Reitora da Universidade Católica Portuguesa

O Instituto de Estudos Políticos da Universidade Católica Portuguesa afirmou-se de forma sustentada como honest broker do pensamento democrático em Portugal

Senhor Presidente da Câmara de Cascais, Dr. Carlos Carreiras, Senhor Diretor do Instituto de Estudos Políticos da UCP, Prof. João Carlos Espada, Srs. Embaixadores, Docentes, estudantes, palestrantes, distintos convidados, Minhas senhoras e meus senhores

Voltamos, em presença, a reunir-nos no Estoril Political Forum e as minhas primeiras palavras não podem deixar de ser, de novo, tal como aconteceu em outubro de 2021, de regozijo pelo regresso da presença real, que não é apenas a manifestação de uma materialidade básica, mas o reconhecimento tácito que de existe na interação dinâmica de corpos no mesmo espaço uma produção de sentido que ultrapassa a mera informação. Isto é, os corpos em presença também têm capacidade de conhecer, intuir, aquilo que a teoria da cognição designa como ‘conhecimento tácito’.

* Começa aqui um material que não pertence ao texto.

Issue #87, opened 2026-09-15
Allow "external" extensions to contribute commands


sdirix:
### Feature Description:

At the moment external extensions (e.g. from https://github.com/eclipse-enclave/enclave-extensions) can contribute tools and features. But it would also be nice if commands could also be contributed.

I stumbled over this when preparing vnc-viewer to be an "external" extension. This is currently not possible as I can't contribute an additional command.

To discuss: Host commands are executed on the host, so a "malicious" extension could easily infect any host which installs it.

sdirix:
@planger Wdyt?

planger:
Agreed that'd be pretty powerful. I think we could show a proper indication when installing it (as we already do when showing the extension capabilities) to at least make the risk explicit. @xai what do you think?

xai:
Yes, I like the idea as well. A warning with maybe a confirmation dialog on command install sounds fine to me.

PR #95, opened 2026-09-18
feat: let extensions contribute host commands

sdirix:
#### What it does

An installed extension's commands/host/ executables become `enclave <name>` verbs, so an extension can ship something that has to run outside the sandbox, like a VNC viewer. Names resolve after the user's own commands/ trees, so an install never takes over a name already in use.

These are the only thing an extension ships that executes outside a container. The capability summary leads with them, the diff an update renders repeats the risk, and the result envelope and `list` carry them under --json, where there is no narration to read.

commands/ is excluded from the build context and the image identity hash like the provenance sidecar, but the tree hash still covers it, so the rebuild hint now asks whether a change reached the image at all.

Implements #87

#### How to test

Install the `vnc` feature of https://github.com/sdirix/enclave-extensions which makes use of `hostCommand` to offer `enclave vnc-viewer` command.

```
enclave features add sdirix/enclave-extensions
```

#### Breaking changes

#### Review checklist


internal/usercmd/usercmd.go
```diff
@@ -84,16 +129,76 @@ func Discover(home string) ([]Command, []string) {
...
+		entries, err := os.ReadDir(kindDir)
+		if err != nil {
+			if !errors.Is(err, fs.ErrNotExist) {
+				warnings = append(warnings, fmt.Sprintf(
+					"cannot read extension directory %q: %v", kindDir, err))
+			}
+			continue
+		}
+		for _, entry := range entries {
+			if !entry.IsDir() {
```
EclipseSourceAI, line 160: `entry.IsDir()` alone picks up the installer's own dot-prefixed staging directories. I ran this against a `.replaced-vnc-1234-1/commands/host/vnc-viewer` and it registered as `enclave vnc-viewer` with `Extension: ".replaced-vnc-1234-1"`, no warning. An interrupted update leaves that directory around for up to `staleAge` (24h), and `sweepStale` explicitly assumes it is inert until swept ([stage.go](https://github.com/eclipse-enclave/enclave/blob/3e28d1275e6ea71e4221c6d2b8a5e3c39e2688d1/internal/extinstall/stage.go#L70-L72)), so the old version of an extension keeps executing host code while `list` and `remove` cannot see it. Use the same rule as [`config.isExtensionDir`](https://github.com/eclipse-enclave/enclave/blob/3e28d1275e6ea71e4221c6d2b8a5e3c39e2688d1/internal/config/extension.go#L357-L365) (exporting it would be better than a second copy of the dot check).

internal/extinstall/hostcommands.go
```diff
@@ -0,0 +1,51 @@
...
+	"io/fs"
+	"os"
+	"path/filepath"
+
+	"enclave/internal/model"
+)
+
+// hostCommandNames lists the enclave verbs extDir contributes: the executable
+// files directly inside its commands/host/, in os.ReadDir's sorted order. This
+// is the single definition of what counts, shared by the capability summary,
```
EclipseSourceAI, line 21: It is not the single definition. [`usercmd.scanDir`](https://github.com/eclipse-enclave/enclave/blob/3e28d1275e6ea71e4221c6d2b8a5e3c39e2688d1/internal/usercmd/usercmd.go#L89-L145) independently implements the same filter (regular file, follow symlink, any exec bit), and it is the one that decides what actually registers. Two copies with a comment claiming they are one will drift. `usercmd` imports only `config` and `model`, so an exported helper there that `extinstall` calls would be acyclic.

internal/extinstall/capabilities_render.go
```diff
@@ -23,6 +23,15 @@ func (c capabilities) render(w io.Writer, style Style, source string) {
...
 	row("source", source)
 
+	// First after the source: everything else an extension ships is bounded by
+	// the sandbox, and this is not. The row spells out where the verbs run
+	// instead of leaving the reader to infer it from the label.
+	hostCommands := strings.Join(c.HostCommands, ", ")
+	if hostCommands != "" {
+		hostCommands += fmt.Sprintf(" (added as `%s <name>`, run on your host outside the sandbox with your user's privileges)", model.AppName)
+	}
+	row("host commands", hostCommands)
```
EclipseSourceAI, line 33: The row promises `added as \`enclave <name>\``, but a name colliding with a built-in verb is dropped at registration with a warning ([parse.go](https://github.com/eclipse-enclave/enclave/blob/3e28d1275e6ea71e4221c6d2b8a5e3c39e2688d1/internal/cli/parse.go#L177-L194)), and so is one the user already owns. Same for `remove`'s "host command(s) no longer resolve" note, which names verbs that may never have resolved. Catching a built-in collision in `validateCommandsDir` as a warning would be the useful place, since that is the install-time decision point.

docs/ARCHITECTURE.md
```diff
@@ -179,6 +179,7 @@ The restricted network request flow has a separate
...
...e deterministically (tools before features, alphabetical within a kind) and every loser is warned about. A non-executable file in an extension's tree is ignored silently rather than warned about, unlike one in the user's own tree, because it belongs to the extension and the next update would undo a `chmod`. The directory is host-side alone: `overlayNamedExtensionDirs` skips it, so it reaches neither the build context nor the image identity hash and editing a command forces no rebuild. `TreeHash` still covers it, so a hand-edited command counts as a local modification, and `changesReachImage` keeps an update confined to it from promising a rebuild. `extinstall.hostCommandNames` is the single definition of which files count, shared by the capability summary, `Inventory`, and `remove`. The commands are reported as the capability summary's first row (they are the only capability not bounded by the sandbox), repeated on the diff an update renders, and carried in the `hostCommands` field of both `list --json` and the add/update/remove result envelope. `config.validateCommandsDir` warns about anything under `commands/` other than `host/`, which would otherwise be inert in every direction.
```
EclipseSourceAI, line 182: This bullet is roughly 300 words in one paragraph and repeats most of the new "Host commands" section in `docs/extensions/README.md`. The concepts list around it is 2-4 sentences per entry. Trim to the architectural facts (third scan source, precedence, excluded from build context and image hash but covered by `TreeHash`) and link the extensions doc for the rest.

EclipseSourceAI (commented):
> [!NOTE]
> **Autonomous AI review.**
>
>
>
>

Adds a third source for `enclave <verb>`: an installed extension's `commands/host/` executables. `usercmd.Discover` scans the user extension root after the user's own `host/`/`session/` trees, so an install can never take a name already in use, and every loser gets a warning. `commands/` is excluded from the build context and the image identity hash (`overlayNamedExtensionDirs`), while `TreeHash` still covers it, with `changesReachImage` keeping an update confined to that tree from promising a rebuild. The capability surface is extended consistently: a leading "host commands" row in the summary, a diff entry that repeats the risk on update, `hostCommands` in the `list --json` and add/update/remove envelopes, and a text `[host: ...]` suffix.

EPF 2002 - Lançando o debateTodavia, não é apenas um consenso tácito que o Instituto de Estudos Políticos da UCP continue a ser um reservatório da formação de excelência e do debate informado no ambiente crescentemente tensional da atividade política. O Instituto de Estudos Políticos da Universidade Católica Portuguesa afirmou-se de forma sustentada como honest broker do pensamento democrático em Portugal, lançando o debate e formando cidadãos capazes de pensar estratégica e responsavelmente o futuro, razão pela qual cumprimento o Diretor do Instituto, Prof João Carlos Espada e a sua equipa de Direção que, com clarividência e assertividade têm vindo consistentemente a afirmar a exigência de um debate político solidamente informado para que a qualidade da nossa democracia saia reforçada. Para que possa subsistir perante as ameaças autocráticas, que são constantes e permanentes exige-se uma educação de qualidade, livre e informado e é essa a missão que a Universidade Católica Portuguesa tem vindo a afirmar em Portugal, desde a sua fundação em 1967.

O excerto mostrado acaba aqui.